A study sponsored by the Society for the Study of Addiction, after the legalization of recreational marijuana showed that in the year following implementation of recreational cannabis sales, traffic fatalities temporarily increased by an average of one additional traffic fatality per million residents in both legalizing US states of Colorado, Washington and Oregon and in their neighboring jurisdictions.
LEADING BY EXAMPLE – ELECTRIC BUSES
The Los Angeles County Metropolitan Transportation Authority (Metro) has received its first zero emission electric bus that will be used on the Orange Line later this year. The Orange Line will be the first line to receive these electric buses with a total of 40 buses to be delivered to the agency and deployed on the Orange Line by the fall of 2020.

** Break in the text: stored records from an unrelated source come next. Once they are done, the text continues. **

PR #1076, opened 2025-03-24
MGMT-20153: Fix ostree race between node-image-pull and installing to rootfs

carbonin:
`ostree container unencapsulate` panics if the image passed to it is already present in the repo. Use `ostree container image pull` instead. Additionally attempting to pull the same os image as the `node-image-pull` service at the same time also can lead to errors writing to the repo. So make `startBootstrap` run synchronously with the rest of `InstallNode` to ensure we are don applying the node image before attempting to pull the image for install.

Resolves https://issues.redhat.com/browse/MGMT-20153


src/ops/ops.go
```diff
@@ -126,24 +129,47 @@ func (o *ops) SystemctlAction(action string, args ...string) error {
 	return errors.Wrapf(err, "Failed executing systemctl %s %s", action, args)
 }
 
-var ostreeOutputRegex = regexp.MustCompile(`Imported: (\w+)`)
+func refFilePath(refName string) string {
+	return path.Join(ostreeRepo, "refs/heads", refName)
+}
 
 func (o *ops) importOSTreeCommit(liveLogger io.Writer) (string, error) {
```
tsorya, line 136: maybe at some point worth thinking about ostree object?

src/ops/ops.go
```diff
@@ -174,6 +200,20 @@ func (o *ops) WriteImageToExistingRoot(liveLogger io.Writer, ignitionPath string
 		return errors.Wrapf(err, "failed to remount boot: %s", out)
 	}
 
+	// Remove the node image reference if it still exists, but also ensure it isn't garbage collected just yet
+	if o.FileExists(refFilePath(nodeImageOSTreeRefName)) {
```
tsorya, line 204: Lets move this part to function

src/ops/ops.go
carbonin: :shrug: I'm not sure what it gains us right now.
Also the not-so-long-term plan I think is to rip all this out and move to bootc so I don't know how much we really need to change.

carbonin: I can put this stuff in a separate file if that makes it a bit more organized

cgwalters:
I only skimmed this but FYI a lot of this I would consider internal implementation details subject to change, especically the ostree ref structures.

I'd like to have a good understanding of exactly what this is trying to do because it will need to be supported directly in bootc - and for bootc we have plans to switch to a new composefs-native store and stop doing the ostree-container flow, so directly invoking `ostree` will break when that happens.

src/ops/ops.go
```diff
@@ -126,24 +129,67 @@ func (o *ops) SystemctlAction(action string, args ...string) error {
...
+		return errors.Wrapf(err, "failed to update temp node image checkout: %s", out)
 	}
 
-	return matches[1], nil
+	return nil
 }
 
-func ostreeArgs(commit string, installerArgs []string) []string {
+func ostreeArgs(ref string, installerArgs []string) []string {
 	ostreeArgs := []string{"admin", "deploy",
```
cgwalters, line 193: We had a live chat on this and I think you can drop a lot of the low-level ostree commands if you switch to using `ostree container image deploy` instead

carbonin: Does this command have something similar to the `--karg-append` and `--karg-delete` that I'm using below?

I see `--karg`, but not the others.

carbonin: I don't see something in the `--help`

cgwalters: `--karg` is the same as `--karg-append`, now you're right it doesn't have `--karg-delete` right now; would be easy to add but can you elaborate on why it's needed?

We include almost no default kernel arguments so I am uncertain when one would need to delete any.

carbonin: Also I went down this path for a while and it seems like it's creating the content in the stateroot, but it doesn't seem to be creating the boot entry. Is that expected? Do I still need to do something else to handle that?

cgwalters: Should definitely be creating the boot entry too

carbonin: >can you elaborate on why it's needed?

Adding and deleting kargs is an API we've exposed through assisted because they were options for coreos-installer. I'm just trying to keep parity here.

carbonin: I'm (effectively) running this in my last attempt:

`ostree container image deploy --stateroot install --sysroot /sysroot --image <rhcos-content-image-from-release>`

Then the next boot fails.

I booted a live ISO and mounted the boot and sysroot partitions and I see the old boot entry in the boot partition's entry, but I see the new one in the sysroot `/boot/loader/entries` directory ... This doesn't seem right. Should I have maybe specified `/` for `--sysroot` in the ostree command?

jlebon:
Let's work on getting https://github.com/openshift/installer/pull/9570 tested and merged so we can clean up the ref manipulations here a bit.

src/ops/ops.go
carbonin: >Yeah, try with --sysroot=/

This seems to have helped. Doing some more testing then will update the PR.

>rpm-ostree kargs --os=install --append/--delete ... should work to edit the kargs post-deployment

Nice, thanks. I'll try this out too.

carbonin:
>Let's work on getting https://github.com/openshift/installer/pull/9570 tested and merged so we can clean up the ref manipulations here a bit.

I'll take a look at this after I get a reasonable general approach working. Once I have something that works and folks are happy with I'll test pulling out my addition to remove the node image ref in favor of the installer change.

I suspect if we want to test with 4.19 ec releases right after this is merged though I'll need to at least keep the `touch` in there then remove it after we get a build with your changes (or just after GA to ensure we're not using releases without the change)

carbonin:
This requires https://github.com/openshift/assisted-installer/pull/1076. Without it the cleanup service fails on the installed node.

src/ops/ops.go
```diff
@@ -151,6 +151,40 @@ func (o *ops) removeNodeImage(liveLogger io.Writer) error {
...
+	for i, arg := range installerArgs {
+		if arg == "--append-karg" && i < lastArgIndex {
+			commandArgs = append(commandArgs, "--append", installerArgs[i+1])
+			continue
+		}
+		if arg == "--delete-karg" && i < lastArgIndex {
+			commandArgs = append(commandArgs, "--delete-if-present", installerArgs[i+1])
+			continue
+		}
+	}
```
jlebon: Feels like we should error out if `--append-karg` or `--delete-karg` _is_ last rather than do our best to work with it.

jlebon (approved):
Looks sane overall. One thing that might be worth mentioning in the first commit message is that with the switch to the layered node image soon, the unencapsulate flow will just not work anyway so it's good that we're switching away from that.

src/ops/ops.go
carbonin: I _think_ we have a validation around this in assisted (where the user adds these). And if we don't I'd rather it fail there than here.

src/ops/ops.go
```diff
@@ -130,6 +130,19 @@ func (o *ops) SystemctlAction(action string, args ...string) error {
 	return errors.Wrapf(err, "Failed executing systemctl %s %s", action, args)
 }
 
+func (o *ops) remountFilesystems(liveLogger io.Writer) error {
```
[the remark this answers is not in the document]
carbonin: At the very least we still need boot because we're putting networking files and the ignition there. I never considered that I might be able to remove sysroot

carbonin:
/hold

until the assisted-service PR is merged.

The buses will be purchased from the US subsidiary of BYD, the Chinese manufacturer of electric buses. China is way ahead of the US in terms of its development and production of electric buses. Bus purchasers are not experiencing the same type of intervention being experienced by rapid transit operators who wish to purchase Chinese made subway cars. The federal government and Congress have acted to intervene in those purchases on national security grounds.
The vehicles are not cheap even from the most competitive vendor. The electric buses cost $1.15 million each in a contract valued at $80,003,282. This contract includes the deployment of the electric buses and associated charging infrastructure. The new buses will be capable of being recharged at various points along the Orange Line to support its 24/7 operation.
Metro hopes to extend its deployment of electric vehicles. In a separate purchase, Metro ordered an additional 65 zero emission electric buses from the manufacturer BYD with five of those buses being 60-foot articulated buses earmarked for the Orange Line and the remainder to be used on the Silver Line that operates between the El Monte Bus Station and the Harbor Gateway Transit Center in Gardena. Metro plans to convert the Silver Line to zero emission buses in 2021.
The electric buses cost $1.15 million each in a contract valued at $80,003,282. This contract includes the deployment of the electric buses and associated charging infrastructure. The new buses will be capable of being recharged at various points along the Orange Line to support its 24/7 operation.
In Atlanta, MARTA has announced that it will replace six diesel buses with zero-emission battery electric models. Funding for the purchase will come from a $2.6 million grant from the U.S. Department of Transportation. The grant is one awarded under the U.S. Department of Transportation the Low- or No-Emission (Lo-No) Grant program run by its Federal Transit Administration (FTA).
Overall, the FTA will award $84.9 million in grants to 38 projects for the deployment of transit buses and infrastructure that use advanced propulsion technologies. These include hydrogen fuel cells, battery electric engines, and related infrastructure investments such as charging stations. The 38 awarded projects are from 38 states. Some other municipal recipients include the Vermont Agency of Transportation and the Prince George’s County, Maryland Department of Transportation.
The use of electric vehicles by transit agencies and governments is a great opportunity for municipal entities to take a leadership position in the transition from internal combustion engines. The involvement of the federal government in funding these projects is a positive development.